Only an exact copy of every record counts as an answer.

Data items
--- START ---

PR #197, opened 2017-03-03
Center image along one axis

stggh:
This PR:
- adds a new parameter `axes` to `abel.tools.center.set_center()` and its calling function `abel.tools.center_image()`, to apply the center correction only for the axis specified. It provides for automatic centering  (`com`, `convolution`, `slice`) if the image is symmetric along only one axis.

- Bug fix: `crop` parameter was in the docs of `center_image()`but not listed as an argument, or passed to `set_center()`.

I anticipate a discussion on whether the new parameter `axes` should be the axis along which the centering is applied (at the moment), or the axis of symmetry ...

### DIFF
--- a/abel/tests/test_tools_center.py
+++ b/abel/tests/test_tools_center.py
@@ -5,7 +5,7 @@ from __future__ import print_function
 import os.path
 
 import numpy as np
-import numpy.testing as npt
+from numpy.testing import assert_allclose
 
 import abel
 
@@ -25,12 +25,12 @@ def test_center_image():
     # find_center using 'slice' method
     center = abel.tools.center.find_center(IMx, center="slice")
 
-    npt.assert_almost_equal(center, true_center, decimal=0)
+    assert_allclose(center, true_center, atol=1)
 
     # find_center using 'com' method
     center = abel.tools.center.find_center(IMx, center="com")
 
-    npt.assert_almost_equal(center, true_center, decimal=0)
+    assert_allclose(center, true_center, atol=1)
 
     # check single axis - vertical
     # center shifted image IMx in the vertical direction only
@@ -38,14 +38,14 @@ def test_center_image():
     # determine the center
     center = abel.tools.center.find_center(IMc, center="com")
 
-    npt.assert_almost_equal(center, (179, 180), decimal=0)
+    assert_allclose(center, (179, 180), atol=1)
 
     # check single axis - horizontal
     # center shifted image IMx in the horizontal direction only
     IMc = abel.tools.center.center_image(IMx, center="com", axes=0)
     center = abel.tools.center.find_center(IMc, center="com")
 
-    npt.assert_almost_equal(center, (180, 182), decimal=0)
+    assert_allclose(center, (180, 182), atol=1)
 
     # check even image size returns odd
     # drop off one column, to make an even column image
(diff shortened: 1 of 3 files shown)


abel/tools/center.py
```diff
@@ -104,6 +104,9 @@ def center_image(IM, center='com', odd_size=True, square=False, verbose=False,
             the image will be padded with zeros such that none of the original
             image will be cropped.
 
+    axes : int or tuple
+        center image with respect to axes ``0``, ``1``, or both ``(0, 1)`` (default)
```
DanHickstein: Can we mention that 0 is "vertical" and 1 is "horizontal"?

abel/tools/center.py
```diff
@@ -172,6 +176,9 @@ def set_center(data, center, crop='maintain_size', verbose=False):
         ``maintain_data``
             the image will be padded with zeros such that none of the original
             image will be cropped. 
+
+    axes : int or tuple
+        center with respect to axis ``0``, ``1``, or both axes `(0, 1)` default.
```
DanHickstein: also "horizontal" and "vertical" here...

abel/tools/center.py
```diff
@@ -214,7 +221,13 @@ def set_center(data, center, crop='maintain_size', verbose=False):
     if verbose:
         print("delta = ({0}, {1})".format(delta0, delta1))
 
-    centered_data = shift(data, (delta0, delta1))
+    if isinstance(axes, int):
+        if axes in [0, 1]:
+            centered_data = shift(data, (delta0*(1-axes), delta1*axes))
```
DanHickstein: This is clever, but I think that the code would be more readable as just: 
```python
 if isinstance(axes, int):
    if axes == 0:
        centered_data = shift(data, (delta0, 0))
    elif axes == 1:
        centered_data = shift(data, (0, delta1))
    else:
        raise ValueError("axes value must be 0, or 1.")
else:
    centered_data = shift(data, (delta0, delta1))
```

stggh:
Good suggestions. All done, together with pep8 corrections.

stggh:
- Added unit test for single axis centering in `abel.tests.test_tools_center.py`. There was a parameter `axis=(0,1)`, originally passed, quietly, but not implemented in `find_center()` . IMO the use of  ``**kwargs` is bad, since parameter checking is not done.

- Switched testing in `abel.tests.test_center.py` to `numpy.testing.assert_almostequal()` since this uses a `decimal=#` comparison, which IMO is more clear than `atol= , rtol= ` of `np.allclose()`. However, I note the API for `testing.assert_almostequal` has the warning:
   > It is recommended to use one of assert_allclose, assert_array_almost_equal_nulp or assert_array_max_ulp instead of this function for more consistent floating point comparisons.
 
  so I am open to advice on the better assertion check.

- pep8 checks on `abel.tests.test_tools_center.py` and `abel.tools.center.py`

abel/tests/test_tools_center.py
```diff
@@ -5,39 +5,57 @@
 import os.path
 
 import numpy as np
-from numpy.testing import assert_allclose
+import numpy.testing as npt
```
DanHickstein: We can already access `assert_allclose` via `np.testing.assert_allclose`. The following is slightly more verbose, but I think it's more clear.

stggh:
I have no particular objection either. I have changed `assert_almost_equal()` to `assert_allclose()` in both `abel.tests.test_tools_center.py` and `abel.tests.test_tools_circularize.py` to be consistent.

--- END ---

• _Solution to this task_:
PR #197, opened 2017-03-03
Center image along one axis

stggh:
This PR:
- adds a new parameter `axes` to `abel.tools.center.set_center()` and its calling function `abel.tools.center_image()`, to apply the center correction only for the axis specified. It provides for automatic centering  (`com`, `convolution`, `slice`) if the image is symmetric along only one axis.

- Bug fix: `crop` parameter was in the docs of `center_image()`but not listed as an argument, or passed to `set_center()`.

I anticipate a discussion on whether the new parameter `axes` should be the axis along which the centering is applied (at the moment), or the axis of symmetry ...

### DIFF
--- a/abel/tests/test_tools_center.py
+++ b/abel/tests/test_tools_center.py
@@ -5,7 +5,7 @@ from __future__ import print_function
 import os.path
 
 import numpy as np
-import numpy.testing as npt
+from numpy.testing import assert_allclose
 
 import abel
 
@@ -25,12 +25,12 @@ def test_center_image():
     # find_center using 'slice' method
     center = abel.tools.center.find_center(IMx, center="slice")
 
-    npt.assert_almost_equal(center, true_center, decimal=0)
+    assert_allclose(center, true_center, atol=1)
 
     # find_center using 'com' method
     center = abel.tools.center.find_center(IMx, center="com")
 
-    npt.assert_almost_equal(center, true_center, decimal=0)
+    assert_allclose(center, true_center, atol=1)
 
     # check single axis - vertical
     # center shifted image IMx in the vertical direction only
@@ -38,14 +38,14 @@ def test_center_image():
     # determine the center
     center = abel.tools.center.find_center(IMc, center="com")
 
-    npt.assert_almost_equal(center, (179, 180), decimal=0)
+    assert_allclose(center, (179, 180), atol=1)
 
     # check single axis - horizontal
     # center shifted image IMx in the horizontal direction only
     IMc = abel.tools.center.center_image(IMx, center="com", axes=0)
     center = abel.tools.center.find_center(IMc, center="com")
 
-    npt.assert_almost_equal(center, (180, 182), decimal=0)
+    assert_allclose(center, (180, 182), atol=1)
 
     # check even image size returns odd
     # drop off one column, to make an even column image
(diff shortened: 1 of 3 files shown)


abel/tools/center.py
```diff
@@ -104,6 +104,9 @@ def center_image(IM, center='com', odd_size=True, square=False, verbose=False,
             the image will be padded with zeros such that none of the original
             image will be cropped.
 
+    axes : int or tuple
+        center image with respect to axes ``0``, ``1``, or both ``(0, 1)`` (default)
```
DanHickstein: Can we mention that 0 is "vertical" and 1 is "horizontal"?

abel/tools/center.py
```diff
@@ -172,6 +176,9 @@ def set_center(data, center, crop='maintain_size', verbose=False):
         ``maintain_data``
             the image will be padded with zeros such that none of the original
             image will be cropped. 
+
+    axes : int or tuple
+        center with respect to axis ``0``, ``1``, or both axes `(0, 1)` default.
```
DanHickstein: also "horizontal" and "vertical" here...

abel/tools/center.py
```diff
@@ -214,7 +221,13 @@ def set_center(data, center, crop='maintain_size', verbose=False):
     if verbose:
         print("delta = ({0}, {1})".format(delta0, delta1))
 
-    centered_data = shift(data, (delta0, delta1))
+    if isinstance(axes, int):
+        if axes in [0, 1]:
+            centered_data = shift(data, (delta0*(1-axes), delta1*axes))
```
DanHickstein: This is clever, but I think that the code would be more readable as just: 
```python
 if isinstance(axes, int):
    if axes == 0:
        centered_data = shift(data, (delta0, 0))
    elif axes == 1:
        centered_data = shift(data, (0, delta1))
    else:
        raise ValueError("axes value must be 0, or 1.")
else:
    centered_data = shift(data, (delta0, delta1))
```

stggh:
Good suggestions. All done, together with pep8 corrections.

stggh:
- Added unit test for single axis centering in `abel.tests.test_tools_center.py`. There was a parameter `axis=(0,1)`, originally passed, quietly, but not implemented in `find_center()` . IMO the use of  ``**kwargs` is bad, since parameter checking is not done.

- Switched testing in `abel.tests.test_center.py` to `numpy.testing.assert_almostequal()` since this uses a `decimal=#` comparison, which IMO is more clear than `atol= , rtol= ` of `np.allclose()`. However, I note the API for `testing.assert_almostequal` has the warning:
   > It is recommended to use one of assert_allclose, assert_array_almost_equal_nulp or assert_array_max_ulp instead of this function for more consistent floating point comparisons.
 
  so I am open to advice on the better assertion check.

- pep8 checks on `abel.tests.test_tools_center.py` and `abel.tools.center.py`

abel/tests/test_tools_center.py
```diff
@@ -5,39 +5,57 @@
 import os.path
 
 import numpy as np
-from numpy.testing import assert_allclose
+import numpy.testing as npt
```
DanHickstein: We can already access `assert_allclose` via `np.testing.assert_allclose`. The following is slightly more verbose, but I think it's more clear.

stggh:
I have no particular objection either. I have changed `assert_almost_equal()` to `assert_allclose()` in both `abel.tests.test_tools_center.py` and `abel.tests.test_tools_circularize.py` to be consistent.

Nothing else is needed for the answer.